• **Problem details**:
Each record is to be copied exactly as written.

Data items:
★ ★ ★ ★

PR #1395, opened 2024-05-24
DriveFS: Handle receiving a stream instead of a node

martinRenou:
This will allow removing the monkey patch in https://github.com/jupyterlite/xeus/blob/main/src/worker.ts#L19

This monkey patch was introduced in https://github.com/jupyterlite/xeus-python-kernel/pull/27

### DIFF
--- a/packages/contents/src/emscripten.ts
+++ b/packages/contents/src/emscripten.ts
@@ -64,21 +64,32 @@ export function instanceOfStream(
 }
 
 export interface IEmscriptenNodeOps {
-  getattr(node: IEmscriptenFSNode): IStats;
-  setattr(node: IEmscriptenFSNode, attr: IStats): void;
-  lookup(parent: IEmscriptenFSNode, name: string): IEmscriptenFSNode;
+  getattr(node: IEmscriptenFSNode | IEmscriptenStream): IStats;
+  setattr(node: IEmscriptenFSNode | IEmscriptenStream, attr: IStats): void;
+  lookup(
+    parent: IEmscriptenFSNode | IEmscriptenStream,
+    name: string,
+  ): IEmscriptenFSNode;
   mknod(
-    parent: IEmscriptenFSNode,
+    parent: IEmscriptenFSNode | IEmscriptenStream,
     name: string,
     mode: number,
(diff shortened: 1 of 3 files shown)


packages/contents/src/emscripten.ts
```diff
@@ -57,6 +57,12 @@ export interface IEmscriptenStream {
...
 }
 
+export function instanceOfStream(
+  nodeOrStream: IEmscriptenFSNode | IEmscriptenStream,
+): nodeOrStream is IEmscriptenStream {
+  return 'node' in nodeOrStream;
+}
+
 export interface IEmscriptenNodeOps {
   getattr(node: IEmscriptenFSNode): IStats;
```
jtpio, line 67: Should this be updated according to the changes above?

```suggestion
  getattr(node: IEmscriptenFSNode | IEmscriptenStream): IStats;
```

jtpio: If so, probably also for the other methods.

martinRenou: Ah right I missed it, thanks!

packages/contents/src/emscripten.ts
```diff
@@ -57,22 +57,39 @@ export interface IEmscriptenStream {
...
+  nodeOrStream: IEmscriptenFSNode | IEmscriptenStream,
+): nodeOrStream is IEmscriptenStream {
+  return 'node' in nodeOrStream;
+}
+
 export interface IEmscriptenNodeOps {
-  getattr(node: IEmscriptenFSNode): IStats;
-  setattr(node: IEmscriptenFSNode, attr: IStats): void;
-  lookup(parent: IEmscriptenFSNode, name: string): IEmscriptenFSNode;
+  getattr(node: IEmscriptenFSNode | IEmscriptenStream): IStats;
```
jtpio, line 67: Looks like this change of signature can be considered as a breaking change?

Although it's probably not directly used that much downstream, should we still document it in the migration guide? https://jupyterlite.readthedocs.io/en/latest/migration.html

martinRenou:
(adding back the enhancement label for the CI check)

★ ★ ★ ★

• **Problem solution**:
PR #1395, opened 2024-05-24
DriveFS: Handle receiving a stream instead of a node

martinRenou:
This will allow removing the monkey patch in https://github.com/jupyterlite/xeus/blob/main/src/worker.ts#L19

This monkey patch was introduced in https://github.com/jupyterlite/xeus-python-kernel/pull/27

### DIFF
--- a/packages/contents/src/emscripten.ts
+++ b/packages/contents/src/emscripten.ts
@@ -64,21 +64,32 @@ export function instanceOfStream(
 }
 
 export interface IEmscriptenNodeOps {
-  getattr(node: IEmscriptenFSNode): IStats;
-  setattr(node: IEmscriptenFSNode, attr: IStats): void;
-  lookup(parent: IEmscriptenFSNode, name: string): IEmscriptenFSNode;
+  getattr(node: IEmscriptenFSNode | IEmscriptenStream): IStats;
+  setattr(node: IEmscriptenFSNode | IEmscriptenStream, attr: IStats): void;
+  lookup(
+    parent: IEmscriptenFSNode | IEmscriptenStream,
+    name: string,
+  ): IEmscriptenFSNode;
   mknod(
-    parent: IEmscriptenFSNode,
+    parent: IEmscriptenFSNode | IEmscriptenStream,
     name: string,
     mode: number,
(diff shortened: 1 of 3 files shown)


packages/contents/src/emscripten.ts
```diff
@@ -57,6 +57,12 @@ export interface IEmscriptenStream {
...
 }
 
+export function instanceOfStream(
+  nodeOrStream: IEmscriptenFSNode | IEmscriptenStream,
+): nodeOrStream is IEmscriptenStream {
+  return 'node' in nodeOrStream;
+}
+
 export interface IEmscriptenNodeOps {
   getattr(node: IEmscriptenFSNode): IStats;
```
jtpio, line 67: Should this be updated according to the changes above?

```suggestion
  getattr(node: IEmscriptenFSNode | IEmscriptenStream): IStats;
```

jtpio: If so, probably also for the other methods.

martinRenou: Ah right I missed it, thanks!

packages/contents/src/emscripten.ts
```diff
@@ -57,22 +57,39 @@ export interface IEmscriptenStream {
...
+  nodeOrStream: IEmscriptenFSNode | IEmscriptenStream,
+): nodeOrStream is IEmscriptenStream {
+  return 'node' in nodeOrStream;
+}
+
 export interface IEmscriptenNodeOps {
-  getattr(node: IEmscriptenFSNode): IStats;
-  setattr(node: IEmscriptenFSNode, attr: IStats): void;
-  lookup(parent: IEmscriptenFSNode, name: string): IEmscriptenFSNode;
+  getattr(node: IEmscriptenFSNode | IEmscriptenStream): IStats;
```
jtpio, line 67: Looks like this change of signature can be considered as a breaking change?

Although it's probably not directly used that much downstream, should we still document it in the migration guide? https://jupyterlite.readthedocs.io/en/latest/migration.html

martinRenou:
(adding back the enhancement label for the CI check)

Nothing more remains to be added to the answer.